■ To do: When a line in the data below includes "loop", pick it out and copy it.
_ _ _ _
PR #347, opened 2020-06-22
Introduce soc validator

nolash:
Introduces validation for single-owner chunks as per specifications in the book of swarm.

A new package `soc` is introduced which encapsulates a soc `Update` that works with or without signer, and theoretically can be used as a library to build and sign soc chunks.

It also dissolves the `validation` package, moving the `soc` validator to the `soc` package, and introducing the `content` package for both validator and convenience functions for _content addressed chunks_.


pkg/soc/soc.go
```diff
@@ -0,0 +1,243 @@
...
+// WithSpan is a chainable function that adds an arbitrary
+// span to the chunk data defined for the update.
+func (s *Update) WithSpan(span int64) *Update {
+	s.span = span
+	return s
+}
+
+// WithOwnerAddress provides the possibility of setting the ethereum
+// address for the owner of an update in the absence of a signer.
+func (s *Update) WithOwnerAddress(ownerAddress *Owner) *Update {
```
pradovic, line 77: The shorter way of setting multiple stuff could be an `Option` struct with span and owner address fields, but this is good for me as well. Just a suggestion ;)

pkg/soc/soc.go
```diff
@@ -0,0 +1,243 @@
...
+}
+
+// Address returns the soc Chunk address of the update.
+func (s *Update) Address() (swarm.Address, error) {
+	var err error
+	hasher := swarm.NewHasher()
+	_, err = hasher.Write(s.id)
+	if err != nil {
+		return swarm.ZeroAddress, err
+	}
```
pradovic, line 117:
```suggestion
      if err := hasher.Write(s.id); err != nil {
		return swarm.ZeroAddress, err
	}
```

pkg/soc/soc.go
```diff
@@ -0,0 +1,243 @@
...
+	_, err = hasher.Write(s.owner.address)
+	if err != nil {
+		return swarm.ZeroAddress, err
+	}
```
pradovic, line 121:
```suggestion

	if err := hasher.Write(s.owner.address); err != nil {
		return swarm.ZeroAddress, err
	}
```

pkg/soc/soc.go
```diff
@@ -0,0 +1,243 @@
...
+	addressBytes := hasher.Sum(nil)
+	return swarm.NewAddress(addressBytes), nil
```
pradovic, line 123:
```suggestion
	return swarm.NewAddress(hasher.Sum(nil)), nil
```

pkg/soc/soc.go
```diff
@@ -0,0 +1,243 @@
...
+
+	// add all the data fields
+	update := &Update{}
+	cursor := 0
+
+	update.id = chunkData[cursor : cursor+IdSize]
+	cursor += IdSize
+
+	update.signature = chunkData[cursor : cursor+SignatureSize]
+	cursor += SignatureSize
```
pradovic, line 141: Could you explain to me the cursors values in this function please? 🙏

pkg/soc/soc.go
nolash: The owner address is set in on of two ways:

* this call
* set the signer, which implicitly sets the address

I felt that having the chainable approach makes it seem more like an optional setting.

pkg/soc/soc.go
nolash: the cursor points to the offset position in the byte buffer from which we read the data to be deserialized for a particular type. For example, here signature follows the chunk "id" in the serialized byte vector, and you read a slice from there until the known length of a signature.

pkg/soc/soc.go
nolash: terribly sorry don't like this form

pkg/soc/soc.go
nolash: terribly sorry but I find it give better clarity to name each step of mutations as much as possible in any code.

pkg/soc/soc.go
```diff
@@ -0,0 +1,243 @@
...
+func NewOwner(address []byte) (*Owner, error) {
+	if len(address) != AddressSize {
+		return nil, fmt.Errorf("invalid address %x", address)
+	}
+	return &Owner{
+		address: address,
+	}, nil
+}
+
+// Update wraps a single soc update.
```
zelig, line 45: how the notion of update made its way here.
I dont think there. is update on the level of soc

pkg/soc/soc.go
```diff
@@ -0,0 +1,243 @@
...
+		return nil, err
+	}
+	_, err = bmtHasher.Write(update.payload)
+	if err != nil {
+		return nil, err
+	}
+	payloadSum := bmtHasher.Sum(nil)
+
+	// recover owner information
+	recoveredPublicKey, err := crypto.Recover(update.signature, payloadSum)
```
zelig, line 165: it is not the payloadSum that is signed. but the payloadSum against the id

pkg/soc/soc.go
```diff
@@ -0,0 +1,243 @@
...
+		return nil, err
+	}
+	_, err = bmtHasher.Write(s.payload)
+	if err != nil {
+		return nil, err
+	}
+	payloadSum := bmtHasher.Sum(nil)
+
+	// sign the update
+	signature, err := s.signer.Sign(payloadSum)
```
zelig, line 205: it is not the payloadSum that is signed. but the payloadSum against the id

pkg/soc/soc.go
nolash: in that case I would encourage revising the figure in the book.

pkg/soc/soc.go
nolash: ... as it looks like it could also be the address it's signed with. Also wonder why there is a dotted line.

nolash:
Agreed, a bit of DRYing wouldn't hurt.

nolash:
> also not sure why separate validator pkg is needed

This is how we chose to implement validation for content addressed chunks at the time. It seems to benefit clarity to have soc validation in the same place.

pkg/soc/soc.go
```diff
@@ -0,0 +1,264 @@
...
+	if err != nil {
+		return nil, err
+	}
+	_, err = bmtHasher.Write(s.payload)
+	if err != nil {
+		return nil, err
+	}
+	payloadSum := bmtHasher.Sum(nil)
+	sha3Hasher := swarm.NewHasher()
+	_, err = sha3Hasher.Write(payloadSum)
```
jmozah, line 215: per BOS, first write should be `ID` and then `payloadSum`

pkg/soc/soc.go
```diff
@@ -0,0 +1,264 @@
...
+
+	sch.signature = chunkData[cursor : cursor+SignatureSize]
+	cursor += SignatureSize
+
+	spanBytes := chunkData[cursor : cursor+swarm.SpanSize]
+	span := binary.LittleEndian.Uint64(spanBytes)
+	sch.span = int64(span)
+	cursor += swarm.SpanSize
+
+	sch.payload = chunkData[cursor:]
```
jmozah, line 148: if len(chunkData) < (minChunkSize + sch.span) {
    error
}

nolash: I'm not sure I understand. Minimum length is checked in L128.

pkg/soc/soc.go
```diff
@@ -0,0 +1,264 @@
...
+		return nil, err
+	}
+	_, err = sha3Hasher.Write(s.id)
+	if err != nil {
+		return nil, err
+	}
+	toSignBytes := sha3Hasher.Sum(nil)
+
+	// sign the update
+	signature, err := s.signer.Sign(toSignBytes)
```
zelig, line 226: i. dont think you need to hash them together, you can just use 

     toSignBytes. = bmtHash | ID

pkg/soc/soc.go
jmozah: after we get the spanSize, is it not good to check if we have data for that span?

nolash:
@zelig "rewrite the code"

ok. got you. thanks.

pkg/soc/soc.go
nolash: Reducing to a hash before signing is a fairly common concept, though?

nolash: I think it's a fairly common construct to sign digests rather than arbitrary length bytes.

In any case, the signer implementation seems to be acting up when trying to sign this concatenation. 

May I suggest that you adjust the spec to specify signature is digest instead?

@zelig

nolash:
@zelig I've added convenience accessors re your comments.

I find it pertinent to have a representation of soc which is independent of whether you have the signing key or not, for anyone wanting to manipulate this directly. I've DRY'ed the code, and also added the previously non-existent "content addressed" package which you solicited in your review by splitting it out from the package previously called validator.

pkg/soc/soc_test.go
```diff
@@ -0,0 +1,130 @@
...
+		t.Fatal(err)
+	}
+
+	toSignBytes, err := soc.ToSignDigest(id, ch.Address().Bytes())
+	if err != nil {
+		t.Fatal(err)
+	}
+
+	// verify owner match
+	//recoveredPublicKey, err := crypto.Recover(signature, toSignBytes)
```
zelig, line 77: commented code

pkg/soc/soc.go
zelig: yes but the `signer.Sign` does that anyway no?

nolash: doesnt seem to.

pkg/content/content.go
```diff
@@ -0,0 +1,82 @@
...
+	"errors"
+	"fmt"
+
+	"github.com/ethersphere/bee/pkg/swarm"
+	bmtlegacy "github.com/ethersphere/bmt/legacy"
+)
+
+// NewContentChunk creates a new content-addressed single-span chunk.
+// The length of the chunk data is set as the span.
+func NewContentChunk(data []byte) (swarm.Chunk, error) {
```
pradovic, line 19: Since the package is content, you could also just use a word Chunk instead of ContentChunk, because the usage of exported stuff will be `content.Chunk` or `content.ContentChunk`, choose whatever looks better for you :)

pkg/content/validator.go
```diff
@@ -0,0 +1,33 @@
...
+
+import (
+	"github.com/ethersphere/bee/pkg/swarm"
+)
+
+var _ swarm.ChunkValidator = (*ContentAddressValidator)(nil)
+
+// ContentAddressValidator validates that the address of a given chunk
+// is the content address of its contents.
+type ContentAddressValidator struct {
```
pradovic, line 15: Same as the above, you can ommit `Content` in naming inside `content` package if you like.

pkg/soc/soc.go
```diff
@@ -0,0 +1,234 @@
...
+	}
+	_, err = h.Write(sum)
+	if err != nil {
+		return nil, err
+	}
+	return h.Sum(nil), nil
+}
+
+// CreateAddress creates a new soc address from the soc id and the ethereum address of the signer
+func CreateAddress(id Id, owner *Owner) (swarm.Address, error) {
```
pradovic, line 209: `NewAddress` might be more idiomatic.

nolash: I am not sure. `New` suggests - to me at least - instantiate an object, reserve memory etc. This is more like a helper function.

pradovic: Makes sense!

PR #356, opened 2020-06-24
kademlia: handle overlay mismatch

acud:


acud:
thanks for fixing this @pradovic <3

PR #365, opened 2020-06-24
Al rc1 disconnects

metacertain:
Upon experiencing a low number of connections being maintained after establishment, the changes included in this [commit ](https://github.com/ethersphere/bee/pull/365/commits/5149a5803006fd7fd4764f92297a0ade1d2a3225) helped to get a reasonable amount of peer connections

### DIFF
_ _ _ _
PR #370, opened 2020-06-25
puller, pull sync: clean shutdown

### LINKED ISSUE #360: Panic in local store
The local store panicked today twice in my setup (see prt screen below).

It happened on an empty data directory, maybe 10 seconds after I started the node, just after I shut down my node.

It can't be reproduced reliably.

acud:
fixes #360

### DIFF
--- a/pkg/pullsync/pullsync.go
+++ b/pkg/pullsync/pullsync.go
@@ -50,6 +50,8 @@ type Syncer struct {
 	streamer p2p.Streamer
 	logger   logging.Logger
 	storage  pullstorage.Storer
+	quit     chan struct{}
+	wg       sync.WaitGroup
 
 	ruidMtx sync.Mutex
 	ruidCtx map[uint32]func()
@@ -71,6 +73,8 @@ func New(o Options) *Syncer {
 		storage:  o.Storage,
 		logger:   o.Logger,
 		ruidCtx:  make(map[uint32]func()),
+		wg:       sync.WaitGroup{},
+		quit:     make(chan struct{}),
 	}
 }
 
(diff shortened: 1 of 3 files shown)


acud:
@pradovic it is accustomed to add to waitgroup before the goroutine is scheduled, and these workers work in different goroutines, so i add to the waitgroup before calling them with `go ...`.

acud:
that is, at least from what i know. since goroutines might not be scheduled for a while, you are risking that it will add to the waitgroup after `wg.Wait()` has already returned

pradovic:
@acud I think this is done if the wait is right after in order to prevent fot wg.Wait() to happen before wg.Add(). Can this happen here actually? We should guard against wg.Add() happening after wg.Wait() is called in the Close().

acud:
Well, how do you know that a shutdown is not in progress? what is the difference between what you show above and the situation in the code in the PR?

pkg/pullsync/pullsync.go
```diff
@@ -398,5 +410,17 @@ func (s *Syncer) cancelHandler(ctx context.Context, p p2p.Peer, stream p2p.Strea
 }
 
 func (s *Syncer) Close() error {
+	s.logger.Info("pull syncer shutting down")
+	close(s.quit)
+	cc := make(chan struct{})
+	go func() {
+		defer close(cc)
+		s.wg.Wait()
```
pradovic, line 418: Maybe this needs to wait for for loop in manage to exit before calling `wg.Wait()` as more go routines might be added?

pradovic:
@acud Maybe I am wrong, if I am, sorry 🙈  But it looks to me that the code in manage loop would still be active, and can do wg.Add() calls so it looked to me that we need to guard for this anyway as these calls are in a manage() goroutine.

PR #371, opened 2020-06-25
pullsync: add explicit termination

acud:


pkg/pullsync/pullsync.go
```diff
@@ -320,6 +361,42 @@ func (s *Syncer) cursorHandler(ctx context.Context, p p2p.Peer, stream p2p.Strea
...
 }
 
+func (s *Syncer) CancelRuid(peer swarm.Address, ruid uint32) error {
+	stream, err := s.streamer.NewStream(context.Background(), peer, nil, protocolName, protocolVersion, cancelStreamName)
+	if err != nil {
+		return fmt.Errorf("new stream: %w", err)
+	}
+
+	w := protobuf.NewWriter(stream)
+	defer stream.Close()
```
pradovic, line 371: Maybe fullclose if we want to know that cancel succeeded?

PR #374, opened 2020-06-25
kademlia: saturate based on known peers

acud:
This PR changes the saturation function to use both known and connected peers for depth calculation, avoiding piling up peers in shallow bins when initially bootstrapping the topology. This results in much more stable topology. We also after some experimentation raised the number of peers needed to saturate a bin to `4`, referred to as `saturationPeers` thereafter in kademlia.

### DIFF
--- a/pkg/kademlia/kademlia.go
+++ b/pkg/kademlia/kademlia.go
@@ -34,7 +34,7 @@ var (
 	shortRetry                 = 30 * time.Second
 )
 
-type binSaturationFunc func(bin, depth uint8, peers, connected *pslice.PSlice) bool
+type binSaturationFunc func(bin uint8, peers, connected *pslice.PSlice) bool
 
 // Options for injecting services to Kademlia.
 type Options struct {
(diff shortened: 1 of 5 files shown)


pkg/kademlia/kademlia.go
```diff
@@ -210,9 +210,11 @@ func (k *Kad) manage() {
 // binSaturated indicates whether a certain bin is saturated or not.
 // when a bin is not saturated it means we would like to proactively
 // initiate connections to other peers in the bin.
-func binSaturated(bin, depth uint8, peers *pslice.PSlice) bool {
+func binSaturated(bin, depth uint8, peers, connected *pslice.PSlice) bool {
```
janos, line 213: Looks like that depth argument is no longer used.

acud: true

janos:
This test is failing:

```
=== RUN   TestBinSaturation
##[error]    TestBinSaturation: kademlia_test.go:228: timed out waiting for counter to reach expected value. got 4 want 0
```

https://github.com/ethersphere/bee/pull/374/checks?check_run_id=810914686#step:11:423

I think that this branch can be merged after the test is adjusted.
_ _ _ _
■ Your response:
pradovic, line 418: Maybe this needs to wait for for loop in manage to exit before calling `wg.Wait()` as more go routines might be added?
@acud Maybe I am wrong, if I am, sorry 🙈  But it looks to me that the code in manage loop would still be active, and can do wg.Add() calls so it looked to me that we need to guard for this anyway as these calls are in a manage() goroutine.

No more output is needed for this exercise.